Search code examples
pythonlistgraphnetworkx

How transform colums with list to adjacency matrix


I have dataframe and one column contain lists about market basket. For example:

|receipt_no |items|
|--| --- |
|0 |  ['2672', '121431', '121', '49292', '1827']|
|1 |['331', '131', '121']|
|2 |['121', '49292', '1313']|
|3 |['131345', '24', '2314', '194', '91913']|

items contain list of basket articles

I want to create articles graph (weighted graph) with Networkx, but i don't know how create matrix of adjacency of articles. The cell should contain the number of checks in which this pair of articles met.

| |121|131|331|49292|...|
|--| --- |--| --- |--| --- |
|121| 0 |1| 1 |2| ... |
|131| 1|0| 1 |0| ... |
|331|1|1| 0 |0| ...|
|49292|2|0| 0 |0| ...|
|...|...|...| ... |...| ...|

Help me build an adjacency matrix based on checks to implement the graph


Solution

  • Following some discussion in comments, I now understand the OP's design of his 'adjacency matrix'. Properly formatted, it looks like this:

    121 131 331 49292 ...
    121 0 1 1 2 ...
    131 1 0 1 0 ...
    331 1 1 0 0 ...
    49292 2 0 0 0 ...
    ... ... ... ... ... ...

    This is a poor design because each time you need to find if two nodes are adjacent, you have to search through the node identifiers to find the row and column for both nodes - the performance will be terrible.

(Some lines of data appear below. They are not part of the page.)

PR #2329, opened 2020-03-26
Lock datadir

### LINKED ISSUE #2278: Ensure only one cnd uses a given data dir
## Problem

It is not obvious to the user that if they are running several cnds locally for development purposes, they need to add a `data.dir` parameter to their configuration to ensure the various cnds do not use the same seed and database.

See https://github.com/comit-network/comit-rs/issues/2214#issuecomment-600347964 for example.

## Goal

Making it easy for interested developer to build on top of COMIT.

If a cnd is already started on the given datadir, starting a new cnd should not be possible. This second cnd should die and tell the user that the datadir is already in use.

The user should not have to worry about this lock mechanism. Even if a cnd dies unexpectedly/harshly, the user should not have to do any cleanup.
Be sure to (manually) test with `kill -9`.

## Recommendation

Look if there are any crate that can help with handling of lock files.

rishflab:
Place a lock on the datadir specified in config. cnd aborts with
an error message if the specified datadir is already being used
by another cnd process.

Closes #2278

### DIFF
--- a/cnd/src/main.rs
+++ b/cnd/src/main.rs
@@ -53,9 +53,11 @@ fn main() -> anyhow::Result<()> {
 
     crate::trace::init_tracing(settings.logging.level)?;
 
-    let _locked_datadir = &settings.data.dir.try_lock_exclusive()?;
+    let database = Sqlite::new_in_dir(&settings.data.dir)?;
 
     let seed = RootSeed::from_dir_or_generate(&settings.data.dir, OsRng)?;
+
+    let _locked_datadir = &settings.data.dir.try_lock_exclusive()?;
 
     let mut runtime = runtime::Builder::new()
         .enable_all()
@@ -114,8 +116,6 @@ fn main() -> anyhow::Result<()> {
     let swap_communication_states = Arc::new(SwapCommunicationStates::default());
 
     let swap_error_states = Arc::new(SwapErrorStates::default());
-
-    let database = Sqlite::new_in_dir(&settings.data.dir)?;
 
     let swarm = Swarm::new(
         &settings,
--- a/cnd/src/main.rs
+++ b/cnd/src/main.rs
@@ -21,18 +21,18 @@ use cnd::{
     },
     config::{self, validation::validate_blockchain_config, Settings},
     db::Sqlite,
+    file_lock::TryLockExclusive,
     http_api::route_factory,
     jsonrpc, load_swaps,
     network::Swarm,
     seed::RootSeed,
     swap_protocols::{Facade, LedgerStates, SwapCommunicationStates, SwapErrorStates},
 };
-use fs2::FileExt;
+
 use rand::rngs::OsRng;
 use std::{process, sync::Arc};
 use structopt::StructOpt;
 use tokio::runtime;
-
 mod cli;
 mod trace;
 
@@ -53,11 +53,7 @@ fn main() -> anyhow::Result<()> {
 
     crate::trace::init_tracing(settings.logging.level)?;
 
-    let path = &settings.data.dir.to_path_buf();
-
-    let file = std::fs::File::open(&path)?;
-    file.try_lock_exclusive()?;
-    file.lock_exclusive()?;
+    let _locked_datadir = &settings.data.dir.try_lock_exclusive()?;
 
     let seed = RootSeed::from_dir_or_generate(&settings.data.dir, OsRng)?;
 
--- a/cnd/src/main.rs
+++ b/cnd/src/main.rs
@@ -27,6 +27,7 @@ use cnd::{
     seed::RootSeed,
     swap_protocols::{Facade, LedgerStates, SwapCommunicationStates, SwapErrorStates},
 };
+use fs2::FileExt;
 use rand::rngs::OsRng;
 use std::{process, sync::Arc};
 use structopt::StructOpt;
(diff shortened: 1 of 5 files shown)


rishflab:
I wrapped the logic into a function to improve the error message

```

fn lock_datadir(path: &PathBuf) -> anyhow::Result<()> {
    let file = File::open(path)?;
    match file.try_lock_exclusive() {
        Err(e) => {
            tracing::error!("Could not acquire lock on datadir: {:?}", path);
            Err(anyhow::Error::from(e))
        }
        Ok(_) => Ok(file.lock_exclusive()?),
    }
}
```

When i use the ? operator on this function in main 
```
lock_datadir(&path)?;
```
it doesn't abort the program

am i missing something really obvious?

cnd/src/main.rs
```diff
@@ -52,6 +53,12 @@ fn main() -> anyhow::Result<()> {
 
     crate::trace::init_tracing(settings.logging.level)?;
 
+    let path = &settings.data.dir.to_path_buf();
+
+    let file = std::fs::File::open(&path)?;
+    file.try_lock_exclusive()?;
+    file.lock_exclusive()?;
```
tcharding: Unless I'm missing something, this is not correct.  You should not be locking the file twice.  Just using `try_lock_exclusive()?`.  Also, can we have this all in a function please, so in main it just reads something like `lock_data_dir(&settings.data.dir)?`.  Thanks

rishflab: managed to move into a lock_datadir function. It was wasn't working earlier because you need to keep the file object in scope to maintain the lock

rishflab: also was able to remove the redundant lock statement succesfully

config1.toml
```diff
@@ -0,0 +1,5 @@
+[data]
+dir = "/Users/rishflab/datadir"
```
thomaseizinger: I guess these files should not be part of the PR? :D

thomaseizinger:
That `Settings` idea might not be so gooed because the settings and the file lock are actually separate concerns 🤔

cnd/src/main.rs
```diff
@@ -200,3 +203,14 @@ fn dump_config(settings: Settings) -> anyhow::Result<()> {
     println!("{}", serialized);
     Ok(())
 }
+
+fn lock_datadir(path: &PathBuf) -> anyhow::Result<File> {
+    let file = File::open(path)?;
+    match file.try_lock_exclusive() {
+        Err(e) => {
+            tracing::error!("Could not acquire lock on datadir: {:?}", path);
+            Err(anyhow::Error::from(e))
```
thomaseizinger: Logging and passing on the error is a bit odd, you should be able to use `.context` here to add this information :)

https://docs.rs/anyhow/1.0.27/anyhow/trait.Context.html

thomaseizinger: So basically doing this:

```rust
File::open(path)?.try_lock_exclusivly().with_context(|| format!("Could not acquire lock on data dir {}", path.display()))?
```

cnd/src/main.rs
```diff
@@ -52,6 +53,8 @@ fn main() -> anyhow::Result<()> {
 
     crate::trace::init_tracing(settings.logging.level)?;
 
+    let _file = lock_datadir(&settings.data.dir)?;
```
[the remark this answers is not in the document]
rishflab: > That `Settings` idea might not be so gooed because the settings and the file lock are actually separate concerns 🤔

Yeh wasn't completely sure about this. I think we should leave it main for now until there is an obvious and fitting place where to keep it.

cnd/src/main.rs
thomaseizinger: Could also do an extension trait for `PathBuf` to put this code somewhere else and not having it inside `main.rs` :)

cnd/src/main.rs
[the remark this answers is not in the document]
rishflab: > If you would change some of the later function calls to use this file, returning it would not be useless :)
> 
> Otherwise, name it something like `_file_lock_to_ensure_we_have_exclusive_access_to_the"_config_until_this_is_dropped`.

The file lock ensures exclusive access to the datadir containing the seed.pem and the sqlite db file not the config.

cnd/src/main.rs
rishflab: > So basically doing this:
> 
> ```rust
> File::open(path)?.try_lock_exclusivly().with_context(|| format!("Could not acquire lock on data dir {}", path.display()))?
> ```

ok ill check his out, seems much cleaner

cnd/src/main.rs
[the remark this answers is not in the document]
D4nte: Well, the config also needs to be exclusive otherwise you will have conflict on the ports cnd binds to. But that will be solved as cnd will just crash because it cannot bind to said ports.

D4nte: Does it print an error on stderr on failure?

rishflab: No idea tbh. @thomaseizinger  do you know where this error will be printed?

rishflab: Should I put an exclusive lock on the config file as well or not? You said it will crash anyway due to a port binding failure?

D4nte: Lock on data dir is enough.
Just try the behaviour locally ;)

    On input you need to assign an index for each new node identifier you encounter, like this:

    ID index
    '2672' 0
    '121431' 1
    '121' 2
    ... ...

    The indices will be used to look up the rows and columns in the adjacency matrix - which is almost instant.

    The question does not specify if the graph is directed or undirected. From the sample 'adjacency matrix' posted, it looks like the intention is for an undirected graph - so the leading diagonal and the upper triangle of the matrix are redundant.

    Finally, it is not usual practice to store the edge weights in the adjacency matrix. One snag is that you cannot distinguish between a missing edge and an edge of weight 0. Usually, the edges are also given indices and the edge weight, along with any other edge data, is stored in another map. The adjacency matrix is boolean.

    So, after all that, here is how an adjacency matrix will look

    1
    1 1
    1 0 0
    

    You will find that most sample code for the standard graph theory algorithms expects an adjacency matrix like this. So , apart from performance and memory space issues, it will make your life simpler if you use this design.